Poésie poesia en vallée d'Aspe

Au commencement était le mot, le mot
Qui des bases solides de la lumière
A dérobé toutes les lettres du vide. Dylan Thomas

Dimitri Vazemsky est un poète, un plasticien, un écrivain, un éditeur. C’est surtout un garçon doux et attachant. Le projet qu’il nous a présenté a la légèreté d’un flocon et la douceur d’une plume. Il fallait cela au moins, pour séduire la MM.
Au début fut le mot, ou plutôt une idée de Marie-Hélène Marsan qui a deviné à quel point la MM aimait les “barrés”, les dynamiteurs, l’anticonformisme et la subversion. Puis Didier Bourda, l’homme de “Poésie dans les chais” nous a tendu une perche fantastique, genre gros bambou tiré d’une forêt pour pandas géants. L’idée tenait dans une simple phrase: trouver 6 personnes pour porter des lettres en contreplaqué peintes en rouge et tenter de former le mot “poésie”…en montagne.

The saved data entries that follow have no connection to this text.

PR #65, opened 2020-09-04
Feature/64

rodriguez-facundo:


filippomc:
@zsinnema fyk the new version of the gatekeeper (louketo)  supports certificated from a single command. So we don't need to setup anything custom anymore

filippomc (approved):
Looks good to me

zsinnema:
> @zsinnema fyk the new version of the gatekeeper (louketo) supports certificates with a single command. So we don't need to setup anything custom anymore

@rodriguez-facundo does this also replace the generation of the certificates via the .../cloudharness_utilities/scripts/bootstrap.sh ?

PR #79, opened 2020-10-08
#78 Add option to disable tls

### LINKED ISSUE #78: Add option to disable tls
Using https can be annoying when testing in Minikube, as dependent applications need to be opened and authorized in the browser before anything.

It would be useful to have the option to use plain http to be used for local testing and demos.

filippomc:
Close #78


zsinnema:
lgtm

PR #98, opened 2020-11-11
Feature/96 Support multiple paths in codefresh generate script

### LINKED ISSUE #96: Add multiple path support to codefresh.yaml generation
Also replace the hardcoded CLOUD_HARNESS generation

filippomc:
Closes #96

### DIFF
--- a/libraries/cloudharness-common/cloudharness/workflows/argo.py
+++ b/libraries/cloudharness-common/cloudharness/workflows/argo.py
@@ -19,7 +19,7 @@ plural = 'workflows'
 # determine the namespace of the current app and run the workflow in that namespace
 from cloudharness.utils.config import CloudharnessConfig as conf
 ch_conf = conf.get_configuration()
-namespace = ch_conf.get('namespace','argo-workflows')
+namespace = ch_conf and ch_conf.get('namespace','argo-workflows')
 
 CUSTOM_OBJECT_URL = f"/apis/{group}/{version}/{plural}"
 
@@ -152,7 +152,7 @@ try:
     check_namespace()
 except Exception as e:
     log.error('Namespace for argo workflows not found', exc_info=e)
-    log.info("Creating namespace " + namespace)
+    log.info("Creating namespace %s", namespace)
     try:
         create_namespace()
     except Exception as e:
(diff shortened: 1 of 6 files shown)


utilities/harness-codefresh
```diff
@@ -15,14 +15,18 @@ if __name__ == "__main__":
 
     parser = argparse.ArgumentParser(
         description='Walk filesystem inside ./applications and define build and deploy scripts.')
-    parser.add_argument('path', metavar='path', default=ROOT, type=str,
-                        help='Base path of the application.')
+    parser.add_argument('paths', metavar='paths', default=[ROOT], type=str, nargs='*',
+                        help='Base paths to start looking for applications. The paths will be processed '
+                             'in the given order so determining the build and overriding precedence.')
+    parser.add_argument('-i', '--include', dest='include', action="append", default=[],
```
zsinnema, line 21: very nice to have -i here too!

except one thing: do we need to add the base images to the -i too or will all base images always be build?
I btw. expect all base images always to be build ;-)

libraries/cloudharness-common/cloudharness/workflows/argo.py
```diff
@@ -152,7 +152,7 @@ def create_namespace():
     check_namespace()
 except Exception as e:
     log.error('Namespace for argo workflows not found', exc_info=e)
-    log.info("Creating namespace " + namespace)
+    log.info("Creating namespace %s", namespace)
```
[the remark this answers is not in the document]
filippomc: The %s is better for logging and this is how the loggin api is designed: the parameter is evaluated only if the logging level is adequate.

utilities/harness-codefresh
filippomc: this is at the moment behaving exactly as the harness-deployment counterpart, so if no -i is specified everything is built. Agree base images being included by default would be an improvement but I'd prefer to solve that with the application dependency definition rather than doing something now

libraries/cloudharness-common/cloudharness/workflows/argo.py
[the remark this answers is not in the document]
zsinnema: imho the f string evaluation is a nicer approach and they evaluate really performant. THe only advantage I see when the variable to evaluate (or function) is a really heavy computation.

utilities/harness-codefresh
zsinnema: okay

PR #108, opened 2020-11-23
make setup.py use requirements.txt for it's install_requires

### LINKED ISSUE #106: Update and pin 3rd party libraries of Cloud Harness common

zsinnema:
closes #106


libraries/cloudharness-common/setup.py
```diff
@@ -11,16 +11,14 @@
...
-]
-
+def _get_requirements(requirement_file):
+    with open(requirement_file) as f:
+        reqs = []
+        for l in f.read().splitlines():
+            reqs.append(l)
+        return reqs
 
+REQUIREMENTS = _get_requirements("requirements.txt")
```
filippomc, line 21: Although it may seem handy I prefer to avoid mapping setup requirements with requirements.txt. The reason is that setup.py is used in a broader env with possibly other libraries using the same dependencies and we want to avoid conflicts on the same library by using broader and safe-enough. Requirements.txt is instead used by the main application to define a very strict set of well-tested dependencies (usually generated with pip freeze > requirements.txt)

PR #116, opened 2020-12-04
#115 chore: add/update/delete kc user attributes

zsinnema:


libraries/cloudharness-common/cloudharness/auth/keycloak/__init__.py
```diff
@@ -252,3 +252,49 @@ def current_user_has_client_role(self, client_name, role):
...
+            attributes = user.get('attributes', [])
+            attributes[attribute_name] = attribute_value
+            admin_client.update_user(
+                user_id,
+                {
+                    'attributes': attributes
+                })
+            return True
+        except:
+            return False
```
filippomc, line 277: I think that it would be better to wrap and rethrow the exception. Using the return value to state success is so old C-like!

filippomc (changes requested):
all good, I only suggest to improve the exception handling

libraries/cloudharness-common/cloudharness/auth/keycloak/__init__.py
zsinnema: done

filippomc (approved):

Facile ! Une gravure de Dimitri nous propulsa donc en vallée d’Aspe pour trouver des paysages, de la vie, du non-sens et de la neige comme une page blanche sur laquelle son imaginaire pouvait s’exprimer. Il l’a fait le bougre! Ce mec est fort, plus fort que l’on croyait. Avec douceur, avec grâce, avec humilité, il nous a entrouvert les portes de son monde et a fait exploser le nôtre… et plus rien ne sera jamais comme avant ! C’est du joli.